Input data Block Start

PR #74, opened 2026-03-03
fix: resolve CodeQL ReDoS alert in proxy auth

tps-flint:
Replaces the polynomial regex in `verifyRequest()` with `startsWith()` + `split()`. O(n) parsing, same behavior.

CodeQL alert: `js/polynomial-redos` on `llm-proxy.ts:33`

506 tests pass.


tps-sherlock (approved):
Replacing the polynomial regex with `split()` cleanly eliminates the ReDoS vector flagged by CodeQL while correctly extracting the signature payload. Joining the remaining parts back together with `:` properly handles base64 strings that might happen to contain a colon (unlikely, but safe). Approved.

PR #79, opened 2026-03-04
fix(sandbox): agentDir needs write access for memory.jsonl

tps-anvil:
## Bug
`tps agent start --id ember --sandbox` crashed with:

```
❌ Agent runtime crashed: this.memoryPath = memoryPath;
```

Root cause: `agentDir` (`~/.tps/agents/ember/`) was passed as read-only to nono, but `memory.jsonl` lives there and the agent writes to it on every turn.

## Fix
Move `agentDir` from `read:[]` to `allow:[]` so the agent can write its memory log under nono isolation.


tps-sherlock (approved):
Moving `agentDir` from the read-only array to the allow (read-write) array correctly enables the agent to write its local memory file (`memory.jsonl`) and PID file without throwing sandbox violations, while keeping the broader system filesystem isolated. Approved.

PR #80, opened 2026-03-04
feat(agent): graceful turn limit — auto-commit + mail sender

tps-anvil:
## Problem (Bug #17)
When Ember hit the 50-turn limit, the agent crashed silently. All work in the current loop was lost unless she'd committed manually. This was the main reason she kept losing progress.

## Fix
On turn limit:
1. **Auto-commit**: `git add -A && git commit --author ...` with a wip message so staged changes survive
2. **Mail sender**: sends a status message to the original mail sender (or rockit as fallback) explaining what happened and asking to restart or break the task into smaller steps

## Implementation
- `notifyTurnLimitReached(sender, turns)` added to EventLoop
- `MailClient` added to `EventLoopDeps` interface
- Wired via `agent.ts` constructor
- Both steps are best-effort (failures don't crash the loop further)

### DIFF
--- a/packages/agent/src/runtime/event-loop.ts
+++ b/packages/agent/src/runtime/event-loop.ts
@@ -544,14 +544,18 @@ export class EventLoop {
 
     // Auto-commit any staged git changes so work isn't lost
     try {
-      const { execSync } = await import("node:child_process");
+      const { spawnSync } = await import("node:child_process");
       const workspace = this.deps.config.workspace;
-      const hasChanges = execSync("git status --porcelain", { cwd: workspace, encoding: "utf-8" }).trim();
+      const status = spawnSync("git", ["status", "--porcelain"], { cwd: workspace, encoding: "utf-8" });
+      const hasChanges = (status.stdout ?? "").trim();
       if (hasChanges) {
-        execSync(
-          `git add -A && git commit --author="ember <ember@tps.dev>" -m "wip: auto-commit at turn limit (${turns} turns)"`,
-          { cwd: workspace },
-        );
+        spawnSync("git", ["add", "-A"], { cwd: workspace });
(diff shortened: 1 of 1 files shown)


tps-sherlock (changes requested):
The auto-commit logic poses a critical security risk:
```typescript
execSync(`git add -A && git commit --author="ember <ember@tps.dev>" -m "wip: auto-commit at turn limit (${turns} turns)"`, { cwd: workspace })
```
The agent's `nono` profile allows execution of `git` (as defined in `tps-agent-run.toml`), but executing a shell command via `execSync` without sanitizing or escaping the arguments is dangerous. While `turns` is a number, you are passing the command as a single string, which forces Node to spawn a shell.

If the agent was processing a malicious request right before hitting the turn limit, or if an attacker could somehow influence the `workspace` path or other environment variables, shell injection might be possible.

More importantly, it's just bad practice to use shell string interpolation for `execSync` when `execFileSync` or passing an array of arguments to `execFile` avoids the shell entirely and is inherently safe from injection.

Please rewrite this using `execFileSync('git', ['add', '-A'], { cwd: workspace })` and `execFileSync('git', ['commit', ...], { cwd: workspace })` to avoid shell execution.

tps-sherlock (dismissed):
Replacing `execSync` with `spawnSync` and explicitly separating the command from the arguments array completely mitigates the shell injection vulnerability. It's now safe. Approved!

tps-sherlock (approved):
Re-approving. The spawnSync changes are correct and mitigate the shell injection vulnerability.

tps-sherlock (dismissed):
Re-approving. Looks good.

tps-sherlock (dismissed):
Re-approving (3rd time). Fix for shell injection via spawnSync array form is verified. Safe to merge.

PR #81, opened 2026-03-04
feat(runtime): claude-code runtime — OAuth via Claude Code CLI

tps-anvil:
## Problem
Ember was blocked because the Anthropic API key ran out of credits. OAuth tokens don't work directly with the Anthropic API.

## Solution
New `--runtime claude-code` mode that uses the Claude Code CLI as the LLM layer:
- OAuth handled by `claude` CLI's existing auth (no API key needed)
- TPS mail system delivers tasks and receives replies
- Claude Code's native tools (Bash, Read, Write, Edit) handle execution
- No TPS EventLoop, no LLM proxy for this runtime mode

## Usage
```bash
tps agent start --id ember --runtime claude-code
```

## Status
Working — tested with Bash tool execution and mail delivery. Slow first-response due to claude startup, subsequent turns normal speed.

### DIFF
--- a/packages/cli/bin/tps.ts
+++ b/packages/cli/bin/tps.ts
@@ -267,7 +267,26 @@ async function main() {
           const message = msgIdx >= 0 ? process.argv.slice(msgIdx + 1).join(" ") : undefined;
           await runAgent({ action: "run", config: configPath, id: agentId, message });
         } else if (action === "start") {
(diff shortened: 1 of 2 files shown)


tps-sherlock (approved):
Security logic for passing arguments to the `claude` subprocess looks solid. Using `spawn` with an array of arguments completely bypasses the shell, eliminating any risk of shell injection from the `message.body` or `message.from` strings. This is the correct, safe way to pass arbitrary user input to a CLI tool. The configuration changes for `claude-oauth` also look correct. Approved!

PR #106, opened 2026-03-05
fix: embed version at compile time, fix $bunfs smoke test (ops-50)

tps-anvil:
## Summary
Fixes the Binary Smoke Test CI flake where `--version` failed with:
`ENOENT: no such file or directory, open '/$bunfs/package.json'`

## Root cause
The `--version` flag read `package.json` via `fs.readFileSync` at runtime. In compiled Bun binaries, the `$bunfs` virtual filesystem doesn't expose adjacent files.

## Fix
- Add `--define "INJECTED_VERSION=\"$PKG_VERSION\""` to all `bun build --compile` invocations (release.yml, test.yml)
- Declare `INJECTED_VERSION` for TypeScript; falls back to `"dev"` in non-compiled dev mode
- 430/430 tests passing

Fixes ops-50.

### DIFF
--- a/.github/workflows/release.yml
+++ b/.github/workflows/release.yml
@@ -69,8 +69,10 @@ jobs:
           PKG: ${{ matrix.pkg }}
           ART: ${{ matrix.artifact }}
         run: |
+          PKG_VERSION=$(node -p "require('./packages/cli/package.json').version")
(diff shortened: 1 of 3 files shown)


tps-sherlock (approved):
LGTM. The compile-time version injection avoids the runtime `package.json` lookup failure.

PR #240, opened 2020-12-22
controller: don't process ImageStreams without a repo

stevekuznetsov:
In some cases, we see an ImageStream before the OCP controller manager
has been able to populate it's public image repository URL in the
status. We cannot use this ImageStream yet as we do not know from where
to pull images in this stream. Just wait and re-queue later.


smarterclayton:
This is populated by the apiserver and it would be a severe bug if a watch didn’t have this set.  Routing to apiserver team.

PR #243, opened 2020-12-29
jobs: use internal hostname for image

stevekuznetsov:


smarterclayton:
/lgtm

Works around bug in publicDockerImageRepository not being set transiently (still debugging why), and the local image should always be available.

PR #251, opened 2021-01-13
Only add upgradeResults for the specified architecture

bradmwilliams:
Now that both the release-controller and the ci-chat-bot are adding
the `release.openshift.io/architecture` annotation to their prowjobs,
we can prevent updating the release-upgrade-graph with jobs that do
not correspond to the architecture specified to the release-controller.

### DIFF
--- a/cmd/release-controller/main.go
+++ b/cmd/release-controller/main.go
@@ -424,12 +424,20 @@ func (o *options) Run() error {
 					if !ok {
 						continue
 					}
-					from, ok := job.GetAnnotations()[releaseAnnotationFromTag]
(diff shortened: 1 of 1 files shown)


cmd/release-controller/main.go
```diff
@@ -432,6 +432,13 @@ func (o *options) Run() error {
 					if !ok {
 						continue
 					}
+					jobArchitecture, ok := job.GetAnnotations()[releaseAnnotationArchitecture]
```
smarterclayton, line 435: split out job.GetAnnotations() at the beginning of this method and have each check read from it.  Fetching the method 3 times is ugly.

PR #260, opened 2021-04-16
validate: add validation for release informing jobs

AlexNPavel:
A new field has been added to ci-operator that adds a label to jobs to
define them as release-controller jobs. This reduces confusion when
defining jobs in ci-operator configs that are supposed to be executed
periodically or as verification by release-controller.

This PR adds validation to make sure that all jobs defined as periodics
or verification in release-controller have the correct label on the job
config, and all job configs with the label are exist in the
release-controller configs.

### DIFF
--- a/cmd/release-controller/config_validate.go
+++ b/cmd/release-controller/config_validate.go
@@ -116,7 +116,7 @@ func validateDefinedReleaseControllerJobs(jobConfig prowconfig.JobConfig, releas
 	releaseConfigJobs := sets.NewString()
 	for _, config := range releaseConfigs {
 		for _, verify := range config.Verify {
-			if verify.ProwJob != nil {
+			if verify.ProwJob != nil && !verify.Disabled {
 				releaseConfigJobs.Insert(verify.ProwJob.Name)
 			}
 		}
--- a/cmd/release-controller/config_validate.go
+++ b/cmd/release-controller/config_validate.go
@@ -11,9 +11,11 @@ import (
 
 	"gopkg.in/robfig/cron.v2"
 	utilerrors "k8s.io/apimachinery/pkg/util/errors"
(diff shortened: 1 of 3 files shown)


AlexNPavel:
/hold

Depends on https://github.com/openshift/ci-tools/pull/1882.
A PR to update the openshift/release repo will also need to be made

cmd/release-controller/config_validate.go
```diff
@@ -104,3 +111,38 @@ func findDuplicatePeriodics(releaseConfigs []ReleaseConfig) []error {
...
+	}
+	releaseJobs := sets.NewString()
+	for _, job := range jobConfig.Periodics {
+		// TODO: replace hardcoded label with import from ci-tools
+		if _, ok := job.Labels["ci-operator.openshift.io/release-controller"]; ok {
+			releaseJobs.Insert(job.Name)
+		}
+	}
+	var errs []error
+	for rcJob := range releaseConfigJobs {
```
stevekuznetsov, line 137: Do set differences here, instead of looping

stevekuznetsov (commented):
Can we run this validation in a presubmit on o/release?

AlexNPavel:
> Can we run this validation in a presubmit on o/release?

We already do, this PR just expands the existing validation: https://github.com/openshift/release/blob/master/ci-operator/jobs/openshift/release/openshift-release-master-presubmits.yaml#L819:L842

petr-muller:
LGTM, but I imagine this needs a followup in o/release to not break merges there, I don't think we pass this validation right now?

stevekuznetsov (approved):

AlexNPavel:
I made the code ignore `disabled` verification jobs, because apparently the autogenerated release-controller-priv configs only contain non-existent jobs. All those non-existent jobs are disabled though, so we can just ignore them.

PR #264, opened 2021-04-22
Adding the ability to specify the CI Auth message on the commandline

bradmwilliams:
@vrutkovs  has requested the ability to remove the following message from the
UI for the OKD release-controller:
   `Pulling these images requires authenticating to the app.ci cluster.`
This PR switches the existing logic around to accept a message to display, when necessary, for authenticating to a registry.  The message can be enabled by specifying the following option: `--authentication-message`
The current logic can be achieved by specifying the following:
```
--authentication-message="Pulling these images requires <a href=\"https://docs.ci.openshift.org/docs/how-tos/use-registries-in-build-farm/\">authenticating to the app.ci cluster</a>."
```

### DIFF
--- a/cmd/release-controller/controller.go
+++ b/cmd/release-controller/controller.go
@@ -131,6 +131,7 @@ type Controller struct {
 	dashboards []Dashboard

Input data Block End

Give back precisely the lines above that start at the line containing "on every turn." and end at the line containing "staged changes survive", inclusive. No other lines belong in the output.

Answer box
Root cause: `agentDir` (`~/.tps/agents/ember/`) was passed as read-only to nono, but `memory.jsonl` lives there and the agent writes to it on every turn.

## Fix
Move `agentDir` from `read:[]` to `allow:[]` so the agent can write its memory log under nono isolation.


tps-sherlock (approved):
Moving `agentDir` from the read-only array to the allow (read-write) array correctly enables the agent to write its local memory file (`memory.jsonl`) and PID file without throwing sandbox violations, while keeping the broader system filesystem isolated. Approved.

PR #80, opened 2026-03-04
feat(agent): graceful turn limit — auto-commit + mail sender

tps-anvil:
## Problem (Bug #17)
When Ember hit the 50-turn limit, the agent crashed silently. All work in the current loop was lost unless she'd committed manually. This was the main reason she kept losing progress.

## Fix
On turn limit:
1. **Auto-commit**: `git add -A && git commit --author ...` with a wip message so staged changes survive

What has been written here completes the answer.